From e990b9ce23f2be15d48ed518b30931eddd0e59ca Mon Sep 17 00:00:00 2001
From: Tom Lane <tgl@sss.pgh.pa.us>
Date: Sun, 25 Sep 2005 19:37:35 +0000
Subject: [PATCH] The original patch to avoid building a hash join's hashtable
 when the outer relation is empty did not work, per test case from Patrick
 Welche. It tried to use nodeHashjoin.c's high-level mechanisms for fetching
 an outer-relation tuple, but that code expected the hash table to be filled
 already.  As patched, the code failed in corner cases such as having no
 outer-relation tuples for the first hash batch.  Revert and rewrite.

---
 src/backend/executor/nodeHash.c     |  52 ++------
 src/backend/executor/nodeHashjoin.c | 200 ++++++++++++----------------
 src/include/nodes/execnodes.h       |   5 +-
 3 files changed, 94 insertions(+), 163 deletions(-)

diff --git a/src/backend/executor/nodeHash.c b/src/backend/executor/nodeHash.c
index c7119933e5b..5e2be394d86 100644
--- a/src/backend/executor/nodeHash.c
+++ b/src/backend/executor/nodeHash.c
@@ -8,7 +8,7 @@
  *
  *
  * IDENTIFICATION
- *	  $PostgreSQL: pgsql/src/backend/executor/nodeHash.c,v 1.94 2005/06/15 07:27:44 neilc Exp $
+ *	  $PostgreSQL: pgsql/src/backend/executor/nodeHash.c,v 1.95 2005/09/25 19:37:34 tgl Exp $
  *
  *-------------------------------------------------------------------------
  */
@@ -37,22 +37,14 @@ static void ExecHashIncreaseNumBatches(HashJoinTable hashtable);
 /* ----------------------------------------------------------------
  *		ExecHash
  *
- *		produce the first tuple from our child node (and _only_ the
- *		first tuple). This is of limited general use -- it does not
- *		hash its output, and produces only a single tuple.

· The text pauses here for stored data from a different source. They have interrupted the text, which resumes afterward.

PR #469, opened 2024-10-28
App homepage query caching

ivanslabbert:


app/src/pages/HomePage/HomePageNewest.vue
laurensgroeneveld, line 1: The convention I tried to have is that all components in `pages` are top-level page components, i.e. they get rendered directly in the `RouterView`. These subcomponents for Homepage should then rather belong in `components`.

laurensgroeneveld (approved):
Just one small comment, but looks good otherwise 👍 I don't have enough content in my local db to test this properly, but I trust you did 😄

app/src/pages/HomePage/HomePageNewest.vue
ivanslabbert: Sure, thanks. I can move them.

ivanslabbert:
> Just one small comment, but looks good otherwise 👍 I don't have enough content in my local db to test this properly, but I trust you did 😄

I copied the staging database to my local dev environment to do testing and got good results (using the performance slowdown settings in chrome's dev tools). But will be nice to test on staging in a production environment.

PR #472, opened 2024-10-30
feat: add access control to disable save on published content for users without publish permissions

belljohan3:
… publish permissions

### DIFF
--- a/cms/src/components/content/EditContent.vue
+++ b/cms/src/components/content/EditContent.vue
@@ -171,7 +171,7 @@ const save = async () => {
     if (!canPublish.value) {
         addNotification({
             title: "Insufficient Permissions",
-            description: "You do not have permission to save published content",
+            description: "You do not have publish permissions",
             state: "error",
         });
         return;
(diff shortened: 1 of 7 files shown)


cms/src/components/content/EditContent.vue
```diff
@@ -164,6 +168,15 @@ const save = async () => {
         return;
     }
 
+    if (!canPublish.value) {
+        addNotification({
+            title: "Insufficient Permissions",
+            description: "You do not have permission to save published content",
```
ivanslabbert, line 174:
```suggestion
            description: "You do not have "publish" permissions",
```

ivanslabbert (changes requested):
I think when a user (without publish permissions) opens a document where the status is already set to published, he should not be able to edit any of the fields in the document.

The validation changes in this PR looks ok and we can keep them.

ivanslabbert:
This is not working as expected. In the screenshot below the user does not have publish access to the document. As the document is already published, all fields should be disabled.

telegram-cloud-photo-size-4-5861455488372294123-y

PR #473, opened 2024-10-30
add acl entry validation in api

belljohan3:


api/src/enums.ts
```diff
@@ -18,6 +18,7 @@ export enum DocType {
     Language = "language",
     Group = "group",
     Change = "change",
+    Image = "image",
```
ivanslabbert, line 21: We do not have image documents anymore, so this line can be removed.

ivanslabbert (changes requested):
The new functions need to be implemented in the change request processing chain

api/src/changeRequests/validateChangeRequest.ts
```diff
@@ -62,6 +64,15 @@ export async function validateChangeRequest(
         return validationResult;
     }
 
+    // check ACL entries for group documents
+    if (changeRequest.doc.type === DocType.Group) {
+        validateAclEntry(changeRequest.doc, new GroupAclEntryDto());
+        return {
```
ivanslabbert, line 70: This will always fail validation. I think you need to check the output of the validateAclEntry function?

ivanslabbert:
Wait until #471 is merged before finalizing this PR. The new Redirect document type should be added to the API side ACL validation before merging.

ivanslabbert (approved):

PR #484, opened 2024-11-04
Optimize explore page query

ivanslabbert:


DirkDevelopmentFreelance (approved):
Looks good, explore page now loads faster on 20x throttle on my side.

It is
- *		provided so that hash join can probe the inner hash input to
- *		determine whether it is empty without needing to build the
- *		entire hash table first, which is what MultiExecHash() would
- *		do.
+ *		stub for pro forma compliance
  * ----------------------------------------------------------------
  */
 TupleTableSlot *
 ExecHash(HashState *node)
 {
-	if (TupIsNull(node->firstTuple))
-		node->firstTuple = ExecProcNode(outerPlanState(node));
-
-	return node->firstTuple;
+	elog(ERROR, "Hash node does not support ExecProcNode call convention");
+	return NULL;
 }
 
 /* ----------------------------------------------------------------
@@ -71,7 +63,6 @@ MultiExecHash(HashState *node)
 	TupleTableSlot *slot;
 	ExprContext *econtext;
 	uint32		hashvalue;
-	bool		cleared_first_tuple = false;
 
 	/* must provide our own instrumentation support */
 	if (node->ps.instrument)
@@ -94,19 +85,9 @@ MultiExecHash(HashState *node)
 	 */
 	for (;;)
 	{
-		/* use and clear the tuple produced by ExecHash(), if any */
-		if (!TupIsNull(node->firstTuple))
-		{
-			slot = node->firstTuple;
-			node->firstTuple = NULL;
-			cleared_first_tuple = true;
-		}
-		else
-		{
-			slot = ExecProcNode(outerNode);
-			if (TupIsNull(slot))
-				break;
-		}
+		slot = ExecProcNode(outerNode);
+		if (TupIsNull(slot))
+			break;
 		hashtable->totalTuples += 1;
 		/* We have to compute the hash value */
 		econtext->ecxt_innertuple = slot;
@@ -116,19 +97,7 @@ MultiExecHash(HashState *node)
 
 	/* must provide our own instrumentation support */
 	if (node->ps.instrument)
-	{
-		/*
-		 * XXX: kludge -- if ExecHash() was invoked, we've already
-		 * included the tuple that it produced in the row output count
-		 * for this node, so subtract 1 from the # of hashed tuples.
-		 */
-		if (cleared_first_tuple)
-			InstrStopNodeMulti(node->ps.instrument,
-							   hashtable->totalTuples - 1);
-		else
-			InstrStopNodeMulti(node->ps.instrument,
-							   hashtable->totalTuples);
-	}
+		InstrStopNodeMulti(node->ps.instrument, hashtable->totalTuples);
 
 	/*
 	 * We do not return the hash table directly because it's not a subtype
@@ -161,7 +130,6 @@ ExecInitHash(Hash *node, EState *estate)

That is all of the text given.